GRAPHS AND NETWORKS - 2017/8
Module code: MAT3043
SKELDON A Dr (Maths)
Number of Credits
FHEQ Level 6
Module cap (Maximum number of students)
Overall student workload
|Assessment type||Unit of assessment||Weighting|
|School-timetabled exam/test||IN-SEMESTER TEST||20%|
Prerequisites / Co-requisites
Graph theory is an aesthetically appealing branch of pure mathematics with strong links to other areas of mathematics (combinatorics, algebra, topology, probability, optimisation and numerics) and well developed applications to a wide range of other disciplines (including operations research, chemistry, systems biology, statistical mechanics and quantum field theory). This module provides an introduction to graph theory.

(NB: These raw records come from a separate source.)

PR #308, opened 2021-01-14
[GH-1145] Add AppSec Github Trivy Action

dinvlad:
### Purpose
As part of the initial integration of this repo into the Terra ecosystem, this change adds [Trivy](https://github.com/aquasecurity/trivy) security scan for the Docker images.

The scan will run as a GitHub Action on every PR and give you feedback if the Docker image contains Critical OS vulnerabilities. One can then either:

* fix the issue (usually just by updating the packages in the Dockerfile, or the base image itself), or
* ignore it, and document the reason with AppSec. Our compliance process has a timeline of 14 days for patching Critical vulnerabilities, or documenting why they are ignored.

As an alternative, [AppSec "blessed" base images](https://github.com/broadinstitute/dsp-appsec-blessed-images) can be used to skip over this check.

More info:
https://github.com/broadinstitute/dsp-appsec-trivy-action
https://github.com/broadinstitute/dsp-appsec-blessed-images

### Changes

- New GitHub workflow: [.github/workflows/trivy.yml](.github/workflows/trivy.yml)

### Review Instructions

- No instructions.

Thanks!

### DIFF
--- a/.github/workflows/trivy.yml
+++ b/.github/workflows/trivy.yml
@@ -16,6 +16,13 @@ jobs:
     steps:
       - uses: actions/checkout@v2
 
+      # The Dockerfile copies this, so it needs
+      # to exist for the build to succeed
+      # (even though it's not scanned)
+      - run: |
+          mkdir target
+          touch target/wfl-api.jar
+
       - uses: broadinstitute/dsp-appsec-trivy-action@v1
         with:
           context: ${{ matrix.context }}
--- a/.github/workflows/trivy.yml
+++ b/.github/workflows/trivy.yml
@@ -16,7 +16,7 @@ jobs:
     steps:
       - uses: actions/checkout@v2
 
-      # The Dockerfile copies this, so it needs
+      # API Dockerfile copies this, so it needs
       # to exist for the build to succeed
       # (even though it's not scanned)
       - working-directory: ${{ matrix.context }}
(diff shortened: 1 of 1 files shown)


.github/workflows/trivy.yml
```diff
@@ -0,0 +1,29 @@
...
+        context:
+        - api
+        - ui
+
+    steps:
+      - uses: actions/checkout@v2
+
+      # API Dockerfile copies this, so it needs
+      # to exist for the build to succeed
+      # (even though it's not scanned)
```
rexwangcc, line 21: Thanks for the comment! So I guess that Java(Clojure indeed) code is covered by some sort of Source Clear and does not need to be scanned here?

rexwangcc (approved):
LGTM, thank you @dinvlad !

.github/workflows/trivy.yml
dinvlad: Yep, exactly! It would be helpful to move the Clojure build instruction into the Dockerfile, to make it truly reproducible and so we don't have to use this workaround :-)

rexwangcc: Yea, historically it's outside of Dockerfile since the build has to clone several private github repos and it's not easy to do so within a Docker. We are close to get rid of the private images and once it's done we can move into the Dockerfile! (the last step is to move the config I mentioned to AppSec to WFL's own repo)

dinvlad: Sounds great!!

rexwangcc (approved):

PR #310, opened 2021-01-21
[GH-1130] Miscellaneous WFL configuration and build clean up 

rexwangcc:
### Purpose

- https://broadinstitute.atlassian.net/browse/GH-1130

### Changes

1. Github Actions of WFL don't have to clone private repos anymore. The SSH key hacks are removed now. (We need to remember to clean up the actual keys in their corresponding private repos though)
1. Remove a `touch target/wfl-api.jar` hack from the `trivy` Github Action.
1. WFL's Dockerfile now builds the WFL JAR for us, instead of trying to copy a built JAR from the disk into the image.
1. WFL's `build.clj` does not clone any repos anymore.
1. Remove the `clone` functionalities from `make` modules.
1. Remove the so-called "processing envs" (e.g. `wgs-dev`, `xx-prod`) from the `environments.clj`, refactor them into their own modules and create a map between Cromwell URL and their required default options/inputs
    - **Note: Intentionally** duplicate some of the definitions and functions such as `known-cromwells, inputs+options, cromwell->inputs+options, make-workflow-options` across the modules even though some of them are the same. This is to see if the modules can be self-encapsulated with their own `known cromwells`. I intend to keep this for PR review and abstract them before merging. (or just keep them even if this violates DRY). **I want to get folks' feedback on this**
    - Remove the `env -> cromwell -> env` transformations across the modules and stick with `cromwell URL` whenever and wherever passing around environments.
    - Refactor the whole `cromwell.clj` module, let the functions take `URL` instead of `environment`, as well as remove a bunch of un used functions.
1. Remove `/statuscounts` and `/workflows` endpoints and their corresponding handlers which were experimental endpoints when we started WFL and we never used them.
1. Remove `dx.clj` which is a `zero` legacy and we (not sure about tbl?) never used it.
1. Remove `metadata.clj` which is a `zero` legacy and we never used it.
1. Fix and update the unit and integration tests. Stick with `:debug` everywhere in the tests. (we used `:gotc-dev`, `xx-dev` and `wgs-dev` inconsistently. Now they are all `:debug`)
1. Fix a bug that the `postgres/batch-update-workflow-statuses!` always use "the first environment that matches the cromwell URL" to look for workloads. Reported by @tbl3rd . (This has been working fine simply because most of our processing such as wgs, xx, are sharing the exact same Cromwell).

### Left for Future Work

- Move the Executor (Cromwell URL) validation up from `start-workload` to `create-workload` for all modules.
- Let users pass in arbitrary Executor (Cromwell URL), even if it's not in `know-cromwells` list. (I'm not sure what's the best way to do it yet.)
- (Maybe?) Rename the functions that have`cromwell` to `executor` since we are going to Terra. For example, `known-cromwells` to `known-executors`.
- Technically this PR does not change how users interact with WFL. I will update the developer facing docs in follow up PRs.

### Review Instructions

- No instructions.


.github/workflows/trivy.yml
```diff
@@ -15,15 +15,6 @@ jobs:
...
       - uses: actions/checkout@v2
-
-      # API Dockerfile copies this, so it needs
-      # to exist for the build to succeed
-      # (even though it's not scanned)
-      - working-directory: ${{ matrix.context }}
-        run: |
-          mkdir target
-          touch target/wfl-api.jar
-
```
rexwangcc, line 26: @dinvlad as we discussed before.

dinvlad: LGTM!

api/src/wfl/module/aou.clj
```diff
@@ -47,17 +45,31 @@
...
-  "Array inputs for ENVIRONMENT that do not depend on the input file.
-  Environment here is just a default, input file may specify override."
-  [environment]
-  {:vault_token_path (get-in env/stuff [environment :vault_token_path])
-   :environment      (map-aou-environment environment)})
+(def ^:private inputs+options
+  [{:environment "dev"
+    :vault_token_path "gs://broad-dsp-gotc-arrays-dev-tokens/arrayswdl.token"}
+   {:environment "prod"
+    :vault_token_path "gs://broad-dsp-gotc-arrays-prod-tokens/arrayswdl.token"}])
```
ehigham, line 56: Are these the pipeline environments?
Do we really want to hard code these? Might there be more? Might they change?

api/src/wfl/module/aou.clj
```diff
@@ -47,17 +45,31 @@
    :disk_size                        100
    :preemptible_tries                3})
 
-(defn map-aou-environment
-  "Map AOU-ENV to environment for inputs preparation."
-  [aou-env]
-  ({:aou-dev "dev" :aou-prod "prod"} aou-env))
+(def ^:private known-cromwells
```
ehigham, line 48: I really wouldn't bother with this. If you really wanted to test if you were given a valid cromwell, maybe curl the `/engine/v1/version` endpoint and test it looks something like {"cromwell":"52-606efd2"} (i.e. `(contains? response-body :cromwell)`)

ehigham (approved):

api/src/wfl/module/aou.clj
ehigham: Actually this is probably a security issue... Forget I said anything.

api/src/wfl/module/aou.clj
rexwangcc: Sorry for the confusion, these are specific to `aou` module, as the Arrays pipeline takes an `environment` String as one of the inputs and use it to decide which database (one of dev, staging and prod) to write the cloud metrics during the pipeline execution. We had this block in `environments.clj` for so long and caused a lot of confusion and trouble, thus I moved it into the module itself to narrow the scope of what does `environment` really mean. This can still be overwritten by the incoming notifications as we have to support Mercury "staging" tests.

I was hoping after this PR, WFL will mostly pass (cromwell/executor) URLs across the codebase and stop using `environment` as a term to represent "processing envs" such as `wgs-dev` or `aou-prod` as they are hard-coded in the modules. The only `environment` WFL should care about maybe `debug` which supports local development then.

api/src/wfl/module/aou.clj
rexwangcc: Actually this is a good point for discussion and I really want to get your insights! 

I was talking to @tbl3rd about this and the only reason I used `known-cromwells` here is to prevent "security holes" that I don't know what they are … In fact, `known-cromwells` really prevents us from passing "arbitrary" cromwell/Terra/executor URLs to WFL in runtime, and I want to find a way to support that.

The way it is implemented in the PR is not very different from the `environments.clj`, each module maintains a `Cromwell URL -> default inputs & options` map, choosing what inputs & options to use based on the URLs (like we did for `env` keywords) or throw if unknown Cromwells are given. I'm thinking if we want to loosen the restrictions, when unknown Cromwells are given, some of the workflows, instead of throwing, WFL may just use a set of default inputs & options, such as the one maps to dev cromwell?

tbl3rd: Yeah. We don't want people to pass in arbitrary URLs for WFL to bash on.

api/src/wfl/module/aou.clj
tbl3rd: The "debug" environment was a hack. Would be nice to discard it, but by all means keep it if it solves some problem.

api/src/wfl/module/aou.clj
dinvlad: Just to clarify, are you talking about passing arbitrary Cromwell URLs from user request at runtime? In that case yes, please restrict it to a list of acceptable URLs only, as allowing arbitrary ones would open the service to a kind of "open redirect" attack.

tbl3rd: Yeah, so we're … not … gonna do that.

.github/workflows/trivy.yml
tbl3rd: Nice.

api/build/build.clj
```diff
@@ -33,8 +33,7 @@
         :commit           commit
         :committed        committed
         :built            built
-        :user             (or (System/getenv "USER") "wfl")
-        "pipeline-config" "3f182c0b06ee5f2dfebf15ed8b12d513027878ae"}
+        :user             (or (System/getenv "USER") "wfl")}
```
tbl3rd, line 36: Yay.

api/src/wfl/environments.clj
```diff
@@ -17,53 +13,34 @@
...
-   :server
-   {:project "development"
-    :vault   "path/to/server/secrets"}
-   :data-repo
-   {:url  "https://datarepo-development.example.com"
-    :service-account "datarepo-service-account.iam.gserviceaccount.com"}})
+(def gotc-dev-cromwell
+  {:labels cromwell-label-keys
+   :monitoring_script "gs://broad-gotc-prod-cromwell-monitoring/monitoring.sh"
+   :url "https://cromwell-gotc-auth.gotc-dev.broadinstitute.org"})
```
tbl3rd, line 19: :labels shouldn't depend on environment.

api/src/wfl/environments.clj
```diff
@@ -17,53 +13,34 @@
...
+    :projects ["broad-gotc-dev"]}
    :server
-   {:project "production"
-    :vault   "path/to/server/secrets"}
-   :data-repo
-   {:url  "https://datarepo-production.example.com"
-    :service-account "datarepo-service-account.iam.gserviceaccount.com"}})
+   {:project "broad-gotc-dev"
+    :service-account "secret/dsde/gotc/dev/wfl/wfl-non-prod-service-account.json"
+    :vault "secret/dsde/gotc/dev/zero"}})
```
tbl3rd, line 33: Just dump :debug and we'll fix what breaks.

api/src/wfl/main.clj
```diff
@@ -41,9 +41,7 @@
   "Map command names to their run functions."
   (letfn [(varify [ns] (require ns) (ns-resolve ns 'run))
           (namify [ns] (last (str/split (name ns) #"\.")))]
-    (let [namespaces '[wfl.dx
-                       wfl.metadata
-                       wfl.server]]
+    (let [namespaces '[wfl.server]]
       (assoc (zipmap (map namify namespaces) (map varify namespaces))
              "help"         #'help
              "version"      #'version
```
tbl3rd, line 47: Also left over from command-line days.

api/src/wfl/module/aou.clj
tbl3rd: We could add those to the process environment.
(-In for a penny; in for a pound!-)

api/src/wfl/module/arrays.clj
```diff
@@ -39,11 +38,22 @@
...
-   :environment      ({:arrays-dev "dev" :arrays-prod "prod"} environment)})
+(def ^:private known-cromwells
+  ["https://cromwell-gotc-auth.gotc-dev.broadinstitute.org"
+   "https://cromwell-aou.gotc-prod.broadinstitute.org"])
+
+(def ^:private inputs+options
+  [{:environment "dev"
+    :vault_token_path "gs://broad-dsp-gotc-arrays-dev-tokens/arrayswdl.token"}
+   {:environment "prod"
+    :vault_token_path "gs://broad-dsp-gotc-arrays-prod-tokens/arrayswdl.token"}])
```
tbl3rd, line 49: Ugh.

api/src/wfl/module/aou.clj
```diff
@@ -47,17 +45,31 @@
...
+  ((zipmap known-cromwells inputs+options) (util/de-slashify url)))
+
+(defn ^:private is-known-cromwell-url?
+  [url]
+  (if-let [known-url (->> url
+                          util/de-slashify
+                          ((set known-cromwells)))]
+    known-url
+    (throw (ex-info "Unknown Cromwell URL provided."
+                    {:cromwell url}))))
```
tbl3rd, line 72: Or you could just add both variants to the set.

api/src/wfl/module/wgs.clj
```diff
@@ -51,11 +43,53 @@
     {:wgs_coverage_interval_list
      (str hg38 "wgs_coverage_regions.hg38.interval_list")}))
 
-(defn env-inputs
-  "Genome inputs for ENVIRONMENT that do not depend on the input file."
-  [environment]
+(def ^:private known-cromwells
+  ["https://cromwell-gotc-auth.gotc-dev.broadinstitute.org"
+   "https://cromwell-gotc-auth.gotc-prod.broadinstitute.org"])
```
tbl3rd, line 48: There are a lot of these.

api/src/wfl/util.clj
```diff
@@ -395,3 +361,19 @@ vault.client.http/http-client                               ; Keep :clint eastwo
...
+    (str url "/")))
+
+(defn de-slashify
+  "Ensure URL does not end in a slash /."
+  [url]
+  (if (str/ends-with? url "/")
+    (->> (seq url)
+         drop-last
+         (str/join ""))
+    url))
```
tbl3rd, line 379: Seems like what we want is some kind of pathname canonicalization function.

api/test/wfl/integration/modules/sg_test.clj
```diff
@@ -7,11 +7,14 @@
...
             [wfl.tools.fixtures :as fixtures]
             [wfl.tools.workloads :as workloads]
-            [wfl.util :as util :refer [absent? make-options]]
+            [wfl.util :as util :refer [absent?]]
             [wfl.module.sg :as sg])
   (:import (java.time OffsetDateTime)
            (java.util UUID)))
 
+(def ^:private cromwell-url-for-testing
+  "https://cromwell-gotc-auth.gotc-dev.broadinstitute.org")
```
tbl3rd, line 16: Howzabout just `cromwell-url`?

api/test/wfl/unit/modules/aou_test.clj
```diff
@@ -90,15 +92,16 @@
...
-                                                                           {:control_sample_vcf_index_file "foo"
-                                                                            :control_sample_intervals_file "foo"
-                                                                            :control_sample_vcf_file       "foo"
-                                                                            :control_sample_name           "foo"})))))))))
+      (is (= all-expected-keys (set (keys (aou/make-inputs cromwell-url-for-testing
+                                                           (merge expected-per-sample-inputs
+                                                                  {:control_sample_vcf_index_file "foo"
+                                                                   :control_sample_intervals_file "foo"
+                                                                   :control_sample_vcf_file       "foo"
+                                                                   :control_sample_name           "foo"})))))))))
```
tbl3rd, line 107: I'll probably compulsively break these lines down.

tbl3rd (approved):
A good start …
Sad that metadata.clj is gone.

rexwangcc:
Update: most of the system tests succeeded except for Exomes and WGS workflows which failed due to:

> AccessDeniedException: 403 picard-dev@broad-gotc-dev.iam.gserviceaccount.com does not have storage.objects.list access to the Google Cloud Storage bucket.

`gsutil cat gs://broad-gotc-dev-cromwell-execution/ExternalExomeReprocessing/d3a81b6f-c2fd-47c5-99e1-f5e3cac20fef/call-CopyFilesFromCloudToCloud/attempt-2/stderr`

I'm not sure if that's what @tbl3rd and @rhiananthony ran into earlier.

api/test/wfl/integration/modules/sg_test.clj
rexwangcc: Sounds good, will update!

api/src/wfl/util.clj
rexwangcc: yup….

api/src/wfl/module/wgs.clj
rexwangcc: yea…. I was intentionally try to keep them in each module to make them self-sufficient, we can move them back to a centralized place if we find more patterns between them?

api/src/wfl/main.clj
rexwangcc: Should it be removed too then?

api/src/wfl/module/aou.clj
rexwangcc: Good idea! Will do.

api/src/wfl/module/aou.clj
rexwangcc: We could, a few string variables should be fine. Don't want to serialize/de-serialize a bunch of maps though from environment variables (process environment).

api/src/wfl/module/wgs.clj
tbl3rd: OK by me.

api/src/wfl/main.clj
tbl3rd: If you feel like it. I believe the PR is OK to merge. This can wait.

tbl3rd:
These are failing on the /main/ branch too.

api/test/wfl/system/v1_endpoint_test.clj
```diff
@@ -120,7 +120,7 @@
       (is (:created workload) "should have a created timestamp")
       (is (:started workload) "should have a started timestamp")
       (is (= (:email @endpoints/userinfo) (:creator workload)) "creator inferred from auth token")
-      (let [include [:pipeline :executor :project]]
+      (let [include [:pipeline :project]]
```
tbl3rd, line 123: Maybe they were both `nil`?

rexwangcc: When I ran the tests, the request didn't have `executor` field while the response got all three fields with not nil values. Apparently:
```
(deftest ^:parallel test-exec-wgs-workload-specifying-cromwell
  ;; All modules make use of the same code/behavior here, no need to spam Cromwell
  (test-exec-workload (-> (workloads/wgs-workload-request (UUID/randomUUID))
                          (rename-keys {:executor :cromwell}))))
```
is not a right test as it renames the request key.

rexwangcc:
Will start rebasing.

api/test/wfl/system/v1_endpoint_test.clj
rexwangcc: Ran it again, here is the error:
```clojure
FAIL in (test-exec-wgs-workload-specifying-cromwell) (v1_endpoint_test.clj:132)
calling api/v1/exec with ExternalWholeGenomeReprocessing workload request
expected: (= (included request) (included workload))
  actual: (not (= {:pipeline "ExternalWholeGenomeReprocessing", :project "(Test) rex/GH-1130-purge-envs-clj"} {:executor "https://cromwell-gotc-auth.gotc-dev.broadinstitute.org", :pipeline "ExternalWholeGenomeReprocessing", :project "(Test) rex/GH-1130-purge-envs-clj"}))
```

rexwangcc:
Finished rebasing and resolving all merge conflicts. Unit and Integration tests are passing, system test is failing due to a picard-dev permission issue mentioned above. Merging this now.

PR #312, opened 2021-01-28
[GH-1153] Google Cloud Pub/Sub Support for Cloud Storage Notifications

ehigham:
### Purpose

One kind of workload might be to process new data as and when it's uploaded to an input bucket. We could use google cloud pub/sub notifications on the input bucket to listen for new files. In this PR, I'm exploring how wfl might:

- create pub/sub topics
- create notification configurations on buckets to publish to the newly created topic
- pull messages off a pub/sub queue after new data is uploaded to a bucket.

To do this, I've added a pubsub namespace to workflow-launcher and a test (+ test tools) for creating and managing Pub/Sub topics and publishing notifications from cloud storage buckets.
I've also included a commit for [GH-1158] as I refactored some of the test fixtures.

[GH-1153]: https://broadinstitute.atlassian.net/browse/GH-1153
[GH-1158]: https://broadinstitute.atlassian.net/browse/GH-1158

There is an emphasis on theorems and proofs.
This module aims to provide an introduction to graph theory, motivated and illustrated by applications to the life, physical and social sciences and to business.
|Demonstrate understanding of the language and proof techniques used in elementary graph theory||KC|
|Apply methods from combinatorics, linear algebra and topology to graphs||KCT|
|Apply graph theoretical methods and techniques to network optimisation problems;||CT|
|Demonstrate an elementary knowledge of a range of applications of graph theory to the life, physical and social sciences and to business.||CPT|
C - Cognitive/analytical
K - Subject knowledge
T - Transferable skills
P - Professional/Practical skills
Indicative content includes:
The language of graph theory;
Elementary results on paths, cycles, trees, cut-sets, Hamiltonian and Eulerian graphs;
Examples from enumerative theory, including Cayley’s theorem on trees;
Graphs embedded in surfaces; the genus of a graph;
Spectral methods: the adjacency and Laplacian matrices;
Graph polynomials, colourings and Ising / Potts models;
Network route and flow optimisation problems;
Applications to Markov chains and decision processes;
Introduction to flux balance and related methods in systems biology;
Examples and properties of small world and scale free networks.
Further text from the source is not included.